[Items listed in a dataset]
____

PR #132, opened 2020-04-28
Added unit tests for Web app extensions plus minor fixes.

pmaytak:
- Added unit tests for
  - WebAppAuthenticationBuilderExtensions
  - WebAppServiceCollectionExtensions
- Minor fixes.

_Might need to refactor tests later to improve readability, etc._


tests/Microsoft.Identity.Web.Test/WebAppExtensionsTests.cs
```diff
@@ -1,32 +1,493 @@
...
+            var configuredOidcOptions = provider.GetServices<IConfigureOptions<OpenIdConnectOptions>>().Cast<ConfigureNamedOptions<OpenIdConnectOptions>>();
+            var configuredMsOptions = provider.GetServices<IConfigureOptions<MicrosoftIdentityOptions>>().Cast<ConfigureNamedOptions<MicrosoftIdentityOptions>>();
+
+            Assert.Contains(configuredOidcOptions, o => o.Action == _configureOidcOptions);
+            Assert.Contains(configuredMsOptions, o => o.Action == _configureMsOptions);
+
+            AddSignIn_TestCommon(services, provider);
+        }
+
+        private void AddSignIn_TestCommon(IServiceCollection services, ServiceProvider provider)
```
jennyf19, line 104: Please put all public methods before the private ones.

tests/Microsoft.Identity.Web.Test/WebAppExtensionsTests.cs
```diff
@@ -1,32 +1,493 @@
...
+        public void AddSignIn_WithConfigName(bool useServiceCollectionExtension)
+        {
+            var configMock = Substitute.For<IConfiguration>();
+            configMock.Configure().GetSection(_configSectionName).Returns(_configSection);
+              
+            var services = new ServiceCollection();
+            services.AddDataProtection();
+
+            if (useServiceCollectionExtension)
+                services.AddSignIn(configMock, _configSectionName, _oidcScheme, _cookieScheme, false);
```
jennyf19, line 63: can you add the { }...with the analyzers you added, this becomes a warning, which I've fixed in the branch i pushed to your other branch. thx.

tests/Microsoft.Identity.Web.Test/WebAppExtensionsTests.cs
```diff
@@ -1,32 +1,493 @@
...
+            else
+                new AuthenticationBuilder(services)
+                    .AddSignIn(configMock, _configSectionName, _oidcScheme, _cookieScheme, false);
+
+            var provider = services.BuildServiceProvider();
+
+            // Assert config bind actions added correctly
+            provider.GetRequiredService<IOptionsFactory<OpenIdConnectOptions>>().Create(_oidcScheme);
+            provider.GetRequiredService<IOptionsFactory<MicrosoftIdentityOptions>>().Create("");
```
jennyf19, line 72: >"" [](start = 92, length = 2)

use string.Empty()

tests/Microsoft.Identity.Web.Test/WebAppExtensionsTests.cs
jmprieur: why not merge the other branch?

tests/Microsoft.Identity.Web.Test/WebAppExtensionsTests.cs
```diff
@@ -1,32 +1,493 @@
...
+            var configuredOidcOptions = provider.GetService<IConfigureOptions<OpenIdConnectOptions>>() as ConfigureNamedOptions<OpenIdConnectOptions>;
+
+            Assert.Equal(_oidcScheme, configuredOidcOptions.Name);
+
+            // Assert properties set
+            var oidcOptions = provider.GetRequiredService<IOptionsFactory<OpenIdConnectOptions>>().Create(_oidcScheme);
+
+            Assert.Equal(_cookieScheme, oidcOptions.SignInScheme);
+            Assert.NotNull(oidcOptions.Authority);
+            Assert.NotNull(oidcOptions.TokenValidationParameters.IssuerValidator);
```
jennyf19, line 123: Is there a reason to not check the values here, as you do for preferredUserName? Might as well check the authority is correct, client_id, callback path, scopes, issuer address, etc...

tests/Microsoft.Identity.Web.Test/WebAppExtensionsTests.cs
```diff
@@ -1,32 +1,493 @@
...
+            var configMock = Substitute.For<IConfiguration>();
+            configMock.Configure().GetSection(_configSectionName).Returns(_configSection);
+
+            var redirectFunc = Substitute.For<Func<RedirectContext, Task>>();
+            var services = new ServiceCollection()
+                .Configure<OpenIdConnectOptions>(_oidcScheme, (options) => {
+                    options.Events ??= new OpenIdConnectEvents();
+                    options.Events.OnRedirectToIdentityProvider += redirectFunc;
+                });
+            services.AddDataProtection();
```
jennyf19, line 141: what does `.AddDataProtection()` do?

tests/Microsoft.Identity.Web.Test/WebAppExtensionsTests.cs
```diff
@@ -1,32 +1,493 @@
...
+            else
+                new AuthenticationBuilder(services)
+                    .AddSignIn(_configureOidcOptions, _configureMsOptions, _oidcScheme, _cookieScheme, false);
+
+            await AddSignIn_TestOnRedirectToIdentityProviderEvent(services, redirectFunc).ConfigureAwait(false);
+        }
+
+        private async Task AddSignIn_TestOnRedirectToIdentityProviderEvent(IServiceCollection services, Func<RedirectContext, Task> redirectFunc)
+        {
+            var provider = services.BuildServiceProvider();
```
jennyf19, line 176: >var provider = services.BuildServiceProvider(); [](start = 12, length = 47)

in some tests you build the service provider in the test and pass it along, others you build it in the private method. can you move them all to the private method and reduce the amount of parameters?

tests/Microsoft.Identity.Web.Test/WebAppExtensionsTests.cs
```diff
@@ -1,32 +1,493 @@
...
+
+            var oidcOptions = provider.GetRequiredService<IOptionsFactory<OpenIdConnectOptions>>().Create(_oidcScheme);
+
+            var httpContext = HttpContextUtilities.CreateHttpContext();
+            var authScheme = new AuthenticationScheme(OpenIdConnectDefaults.AuthenticationScheme, OpenIdConnectDefaults.AuthenticationScheme, typeof(OpenIdConnectHandler));
+            var authProperties = new AuthenticationProperties();
+            authProperties.Items[OidcConstants.AdditionalClaims] = "additional_claims";
```
jennyf19, line 183: >"additional_claims" [](start = 67, length = 19)

we have constant values for these right?

tests/Microsoft.Identity.Web.Test/WebAppExtensionsTests.cs
```diff
@@ -1,32 +1,493 @@
...
+                ProtocolMessage = new OpenIdConnectMessage(),
+            };
+
+            await oidcOptions.Events.RedirectToIdentityProvider(redirectContext).ConfigureAwait(false);
+
+            // Assert properties set, events called
+            await redirectFunc.ReceivedWithAnyArgs().Invoke(Arg.Any<RedirectContext>()).ConfigureAwait(false);
+            Assert.NotNull(redirectContext.ProtocolMessage.LoginHint);
+            Assert.NotNull(redirectContext.ProtocolMessage.DomainHint);
+            Assert.NotNull(redirectContext.ProtocolMessage.Parameters[OidcConstants.AdditionalClaims]);
```
jennyf19, line 197: what about checking the `redirectContext.ProtocolMessage.RequestType` and `Claims.IsAuthenticated` values as well? which is beyond something that you've intentionally set.

tests/Microsoft.Identity.Web.Test/WebAppExtensionsTests.cs
```diff
@@ -1,32 +1,493 @@
...
+        }
+
+        [Theory]
+        [InlineData(true, true)]
+        [InlineData(true, false)]
+        [InlineData(false, true)]
+        [InlineData(false, false)]
+        public void AddSignIn_WithConfigName_SubscribesToDiagnostics(bool useServiceCollectionExtension, bool subscribeToDiagnostics)
+        {
```
jennyf19, line 206: can this be merged w/the AddSignIn_WithConfigActions(bool userServiceCollectionExtension) test, as it's just adding logging, but lots more code to these tests. I think you could streamline it more and do less but more in each test. just a thought. things seem to be repeating with slight changes.

tests/Microsoft.Identity.Web.Test/WebAppExtensionsTests.cs
```diff
@@ -1,32 +1,493 @@
...
+            else
+                diagnosticsMock.DidNotReceiveWithAnyArgs().Subscribe(Arg.Any<OpenIdConnectEvents>());
+        }
+
+        [Theory]
+        [InlineData(true)]
+        [InlineData(false)]
+        public async Task AddSignIn_WithConfigName_B2cSpecificSetup(bool useServiceCollectionExtension)
+        {
+            var configMock = Substitute.For<IConfiguration>();
```
jennyf19, line 266: there shouldn't be too many differences between b2c and AAD set up. could you have an additional bool, like `isB2C` and then route accordingly? This is basically the same as AddSIgnIn_WithConfigName()

tests/Microsoft.Identity.Web.Test/WebAppExtensionsTests.cs
```diff
@@ -1,32 +1,493 @@
...
-        [InlineData(TestConstants.B2CCustomDomainAuthority, TestConstants.B2CCustomDomainAuthorityWithV2)]
-        public void EnsureAuthorityIsV2_0(string initialAuthority, string expectedAuthority)
-        {
-            OpenIdConnectOptions options = new OpenIdConnectOptions
+        [InlineData(true)]
+        [InlineData(false)]
+        public async Task AddSignIn_WithConfigActions_B2cSpecificSetup(bool useServiceCollectionExtension)
+        {
+            _configureMsOptions = (options) => {
+                options.Instance = TestConstants.AadInstance;
```
jennyf19, line 288: B2C shouldn't use an AadInstance...use something like `"[https://fabrikamb2c.b2clogin.com](https://fabrikamb2c.b2clogin.com)"`

tests/Microsoft.Identity.Web.Test/WebAppExtensionsTests.cs
```diff
@@ -1,32 +1,493 @@
...
+                options.TenantId = TestConstants.TenantIdAsGuid;
+                options.ClientId = TestConstants.ClientId;
+                options.SignUpSignInPolicyId = TestConstants.B2CSignUpSignInUserFlow;
+                options.Domain = TestConstants.Domain;
```
jennyf19, line 292: domain should be b2c specific -> `"fabrikamb2c.onmicrosoft.com"`

tests/Microsoft.Identity.Web.Test/WebAppExtensionsTests.cs
```diff
@@ -1,32 +1,493 @@
...
+            var redirectContext = new RedirectContext(httpContext, authScheme, oidcOptions, authProperties)
+            {
+                ProtocolMessage = new OpenIdConnectMessage() { IssuerAddress = $"IssuerAddress/{TestConstants.B2CSignUpSignInUserFlow}/" },
+            };
+
+            await oidcOptions.Events.RedirectToIdentityProvider(redirectContext).ConfigureAwait(false);
+
+            // Assert issuer is updated to non-default user flow
+            Assert.Contains(TestConstants.B2CResetPasswordUserFlow, redirectContext.ProtocolMessage.IssuerAddress);
+        }
```
jennyf19, line 329: I wouldn't use password reset here, as that policy will move under sign-up/sign-in soon, so maybe use edit profile or something else.
This is similar to the tests, expect you're setting the issuer address and the claim name...can you combine TestCommon and this? And then we will be asserting more values w/b2c as well.

tests/Microsoft.Identity.Web.Test/WebAppExtensionsTests.cs
```diff
@@ -1,32 +1,493 @@
...
+                { $"{configSectionName}:Instance", TestConstants.AadInstance },
+                { $"{configSectionName}:TenantId", TestConstants.TenantIdAsGuid },
+                { $"{configSectionName}:ClientId", TestConstants.TenantIdAsGuid },
+                { $"{configSectionName}:Domain", TestConstants.Domain },
             };
 
-            options.Authority = AuthorityHelpers.EnsureAuthorityIsV2(options.Authority);
-            Assert.Equal(expectedAuthority, options.Authority);
+            if (includeB2cConfig)
+            {
```
jennyf19, line 343: needs to include b2c specific instance and domain

tests/Microsoft.Identity.Web.Test/WebAppExtensionsTests.cs
```diff
@@ -1,32 +1,493 @@
...
+            Assert.Contains(services, s => s.ServiceType == typeof(IConfigureOptions<MicrosoftIdentityOptions>));
+            Assert.Contains(services, s => s.ServiceType == typeof(IConfigureOptions<OpenIdConnectOptions>));
+
+            // Assert OIDC options added correctly
+            var configuredOidcOptions = provider.GetService<IConfigureOptions<OpenIdConnectOptions>>() as ConfigureNamedOptions<OpenIdConnectOptions>;
+
+            Assert.Equal(_oidcScheme, configuredOidcOptions.Name);
+        }
+
+        private async Task AddWebAppCallsProtectedWebApi_TestAuthorizationCodeReceivedEvent(IServiceProvider provider, OpenIdConnectOptions oidcOptions, Func<AuthorizationCodeReceivedContext, Task> authCodeReceivedFuncMock, ITokenAcquisition tokenAcquisitionMock)
```
jennyf19, line 445: nit: can you move each parameter to a new line for the longer method signatures? thx.

tests/Microsoft.Identity.Web.Test/WebAppExtensionsTests.cs
```diff
@@ -1,32 +1,493 @@
...
+            // Assert event called
+            await authCodeReceivedFuncMock.ReceivedWithAnyArgs().Invoke(Arg.Any<AuthorizationCodeReceivedContext>()).ConfigureAwait(false);
+            await ((ITokenAcquisitionInternal)tokenAcquisitionMock).ReceivedWithAnyArgs().AddAccountToCacheFromAuthorizationCodeAsync(Arg.Any<AuthorizationCodeReceivedContext>(), Arg.Any<IEnumerable<string>>()).ConfigureAwait(false);
+        }
+
+        private async Task AddWebAppCallsProtectedWebApi_TestTokenValidatedEvent(OpenIdConnectOptions oidcOptions, Func<TokenValidatedContext, Task> tokenValidatedFuncMock)
+        {
+            var httpContext = HttpContextUtilities.CreateHttpContext();
+            httpContext.Request.Form = new FormCollection(
+                new Dictionary<string, StringValues>() { { ClaimConstants.ClientInfo, Base64UrlHelpers.Encode($"{{\"uid\":\"{TestConstants.TenantIdAsGuid}\",\"utid\":\"{TestConstants.TenantIdAsGuid}\"}}") } });
```
jennyf19, line 464: nit: make a specific uid constant value and utid constant value...i don't think they are normally the tenantId. but @jmprieur would probably know. And then let's assert those specific values are there below.

tests/Microsoft.Identity.Web.Test/WebAppExtensionsTests.cs
```diff
@@ -1,32 +1,493 @@
...
+
+            await oidcOptions.Events.TokenValidated(tokenValidatedContext).ConfigureAwait(false);
+
+            // Assert event called, properties set
+            await tokenValidatedFuncMock.ReceivedWithAnyArgs().Invoke(Arg.Any<TokenValidatedContext>()).ConfigureAwait(false);
+            Assert.True(tokenValidatedContext.Principal.HasClaim(c => c.Type == ClaimConstants.Tid));
+            Assert.True(tokenValidatedContext.Principal.HasClaim(c => c.Type == ClaimConstants.UniqueObjectIdentifier));
+        }
+
+        private async Task AddWebAppCallsProtectedWebApi_TestRedirectToIdentityProviderForSignOutEvent(IServiceProvider provider, OpenIdConnectOptions oidcOptions, Func<RedirectContext, Task> redirectFuncMock, ITokenAcquisition tokenAcquisitionMock)
```
jennyf19, line 478: nit: These last three have similar code set up, could you move some of it to another private method to reduce the code duplication? then there is less noise in the differences between the methods.

tests/Microsoft.Identity.Web.Test/WebAppExtensionsTests.cs
jennyf19: I don't know. It's Peter's branch. I need you to look at the doc warnings though. I'm not sure what we want to do w/some of the xml stuff. there are 400+ warnings still in that branch. I think majority are docs now...we can discuss.

tests/Microsoft.Identity.Web.Test/WebAppExtensionsTests.cs
pmaytak: I grouped these private methods right under the public ones that use them. I think it makes it more readable, instead of jumping to the end of the class each time. But I can add them to the end to be consistent with the rest of the project.

tests/Microsoft.Identity.Web.Test/WebAppExtensionsTests.cs
pmaytak: Will do.

tests/Microsoft.Identity.Web.Test/WebAppExtensionsTests.cs
pmaytak: Done.

tests/Microsoft.Identity.Web.Test/WebAppExtensionsTests.cs
pmaytak: I haven't looked exactly at what it does but the data protection services are required when creating an instance of OIDC options.

tests/Microsoft.Identity.Web.Test/WebAppExtensionsTests.cs
pmaytak: I was only testing the specific things to that method. Valid authority format is tested in AuthorityHelpers and other properties aren't touched here.

tests/Microsoft.Identity.Web.Test/WebAppExtensionsTests.cs
pmaytak: The reason why I build the provider in the public methods is because they have specific tests to that method that need a provider, like testing config by name vs by actions, and then I also need the provider in the private method to test the common things.

tests/Microsoft.Identity.Web.Test/WebAppExtensionsTests.cs
pmaytak: Well unit tests should test one thing, have no logic, be simple, act as documentation. This way if this one unit test breaks but the rest are fine, I know something related to B2C broke. Writing tests this way does create a ton of duplicated quote (partially because setup code can't be abstracted away because of small differences). On the other extreme I can write just one 250+ line method to test everything. This reduces the code duplication but adds a potential for errors and, if it breaks, I have to debug it, basically.

I haven't strictly followed the [best practices](AddSignIn_TestOnRedirectToIdentityProviderEvent) but tried to strike a balance between the two extremes whenever it made sense. You can look at [AadIsserValidatorTests](https://github.com/AzureAD/microsoft-identity-web/blob/master/tests/Microsoft.Identity.Web.Test/Resource/AadIssuerValidatorTests.cs) where I took the opposite approach of writing smaller tests with more duplication.

So in a sense, since both extremes are not perfect, I'm okay with writing tests that more or less makes sense and work and we can refactor them later, if needed. (The 80-20 rule).

@jmprieur @henrik-me thoughts?

tests/Microsoft.Identity.Web.Test/WebAppExtensionsTests.cs
pmaytak: Reply in https://github.com/AzureAD/microsoft-identity-web/pull/132#discussion_r417813473

tests/Microsoft.Identity.Web.Test/WebAppExtensionsTests.cs
pmaytak: Nice to know. The specific values don't matter in this case but I updated it to Edit Profile for readability.

tests/Microsoft.Identity.Web.Test/WebAppExtensionsTests.cs
pmaytak: Specific value doesn't affect the outcome of the test but I've updated it for readability.

tests/Microsoft.Identity.Web.Test/WebAppExtensionsTests.cs
pmaytak: Specific value doesn't affect the outcome of the test but I've updated it for readability.

tests/Microsoft.Identity.Web.Test/WebAppExtensionsTests.cs
pmaytak: Specific value doesn't affect the outcome of the test but I've updated it for readability.

tests/Microsoft.Identity.Web.Test/WebAppExtensionsTests.cs
pmaytak: Done. Do we follow a parameter limit or just when it wraps around or arbitrary?

tests/Microsoft.Identity.Web.Test/WebAppExtensionsTests.cs
jennyf19: i moved these around in the analyzer branch, so mentioned it for consistency. it came up as a warning, so i just implemented the suggestion instead of suppressing it.

---
In reply to: [417791959](https://github.com/AzureAD/microsoft-identity-web/pull/132#discussion_r417791959) [](ancestors = 417791959)

tests/Microsoft.Identity.Web.Test/WebAppExtensionsTests.cs
jennyf19: I understand that, but if someone were to read the code in the tests, it doesn't make sense.

---
In reply to: [417818463](https://github.com/AzureAD/microsoft-identity-web/pull/132#discussion_r417818463) [](ancestors = 417818463)

tests/Microsoft.Identity.Web.Test/WebAppExtensionsTests.cs
jennyf19: we don't have a specific limit. @bgavrilMS started this for us in .NET. Usually when we have 3+, we start making new lines.

---
In reply to: [417819635](https://github.com/AzureAD/microsoft-identity-web/pull/132#discussion_r417819635) [](ancestors = 417819635)

tests/Microsoft.Identity.Web.Test/WebAppExtensionsTests.cs
jennyf19: I get that for the individual test, I guess I mean more for the private methods that seem to have very little difference between them. Or just move the configuration that's the same in these public methods somewhere else to remove "noise". just a suggestion.

---
In reply to: [417813473](https://github.com/AzureAD/microsoft-identity-web/pull/132#discussion_r417813473) [](ancestors = 417813473)

tests/Microsoft.Identity.Web.Test/WebAppExtensionsTests.cs
jmprieur: I think that this is the DPAPI?

jmprieur: Should we have it in the product code as well? @pmaytak ?

tests/Microsoft.Identity.Web.Test/WebAppExtensionsTests.cs
jmprieur: I"ll let @bgavrilMS provide his expertise (#not-a-dev)

tests/Microsoft.Identity.Web.Test/WebAppExtensionsTests.cs
jmprieur: I second @jennyf19 that we should avoid duplication.
@pmaytak there is a took in Visual Studio named "Code Clone" which will tell you which code is copied/paste. you might want to use it.

tests/Microsoft.Identity.Web.Test/WebAppExtensionsTests.cs
pmaytak: In prod code [AddAuthentication](https://github.com/dotnet/aspnetcore/blob/c9ce0664ea2d9ff842af8f6242d1609c93e8b683/src/Security/Authentication/Core/src/AuthenticationServiceCollectionExtensions.cs#L16) method adds the data protection services.

tests/Microsoft.Identity.Web.Test/WebAppExtensionsTests.cs
pmaytak: Yea, I'm only testing for the output caused by the current method. That other stuff holistically should be covered by integration tests.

____

Read the entries above, then pull out the lines that include "Equal".

Solution for this exercise:
+            Assert.Equal(_oidcScheme, configuredOidcOptions.Name);
+            Assert.Equal(_cookieScheme, oidcOptions.SignInScheme);
-            Assert.Equal(expectedAuthority, options.Authority);
+            Assert.Equal(_oidcScheme, configuredOidcOptions.Name);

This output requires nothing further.